Graphite electrodes are essential components used in electric arc furnaces to melt scrap metal during steel production.
Resonac, a top global supplier, is trimming nearly a third of its global capacity, scaling back operations to improve margins amid intense local competition.
After the cuts, only four plants will remain, in Japan, the US, Austria, and Spain.
Why India’s cheering: with a major player stepping back in Asia, Indian giants like HEG and Graphite India gain both pricing power and export tailwinds. HEG already exports 70% of its output to over 30 countries, while Graphite India brings global exposure through its German unit.
2. Reliance Power’s Bhutan solar leap ☀️
Reliance Power signed an agreement with Bhutan’s Green Digital to develop the country’s largest 500 MW solar power project in a ₹2,000 crore joint venture. The stock ended over 1% higher following the announcement.

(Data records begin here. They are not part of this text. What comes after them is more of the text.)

PR #319, opened 2016-12-29
add some missing include & fixed display output on sh1104

tuanpmt:
I got some errors when build with esphttpd

### DIFF
--- a/core/app_main.c
+++ b/core/app_main.c
@@ -21,6 +21,8 @@
 #include "esp/spi_regs.h"
 #include "esp/dport_regs.h"
 #include "esp/wdev_regs.h"
+#include "esp/wdt_regs.h"
+#include "esp/rtcmem_regs.h"
 #include "esp/hwrand.h"
 #include "os_version.h"
 
--- a/core/debug_dumps.c
+++ b/core/debug_dumps.c
@@ -19,6 +19,7 @@
 #include "xtensa_ops.h"
 #include "esp/rom.h"
 #include "esp/uart.h"
+#include "esp/dport_regs.h"
 #include "espressif/esp_common.h"
 #include "esplibs/libmain.h"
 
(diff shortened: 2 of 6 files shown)


Zaltora:
What problem you got with SH1106 ?   It is display good with me.  
Maybe you forget to change DISPLAY_WIDTH  to  132  because SH1106 got  132*64 buffer, even if screen is 128*64.
Need maybe update example with this details

tuanpmt:
My display is 128x64, as the datasheet, `sh1106_go_coordinate` execute every page = 128bytes width. I can not using this library without this condition `i%dev->width == 0`

https://github.com/tuanpmt/esp-audio-player/blob/master/extras/player/eq.c#L35

Zaltora:
This fix make sense, because currently go_coordinate is call every 16 bytes. Great fix @tuanpmt 
Just a point, i checked datasheet, the sh1106 got a 132 X 64 bits SRAM.
ref: https://www.elecrow.com/download/SH1106%20datasheet.pdf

A 500 MW solar power project can generate enough electricity to power nearly all of Bhutan during peak demand.
The deets: the deal is structured as a 50:50 partnership and marks Bhutan’s biggest private-sector solar FDI yet, under the Build-Own-Operate (BOO) model.
In addition to the solar project, the two companies will jointly execute and run the 770 MW Chamkharchhu-I hydroelectric project, further boosting Bhutan’s renewable energy push.
Stock trend: Reliance Power shares climbed as much as 3.6% and are now up nearly 16% in May alone.
What else are we snackin’ 🍿
🛒 Kirana callout: India’s FMCG distributors’ body AICPDF has announced an indefinite boycott of all Turkish-origin consumer goods, impacting over 1.3 crore kirana stores nationwide.
🥤 Rasna’s Jumpin start: Rasna has entered the ready-to-drink market by acquiring Jumpin from Hershey’s India.
🧬 Gene deal: Regeneron is buying 23andMe for $256M via bankruptcy auction and says it will stick to privacy rules when handling genetic data.
🍎 iPhone shift: Apple supplier Hon Hai (Foxconn) is pumping $1.5B into its India unit to ramp up iPhone production as Apple doubles down on its China-to-India shift.
That’s a wrap! Don’t let the weekday blues get to you.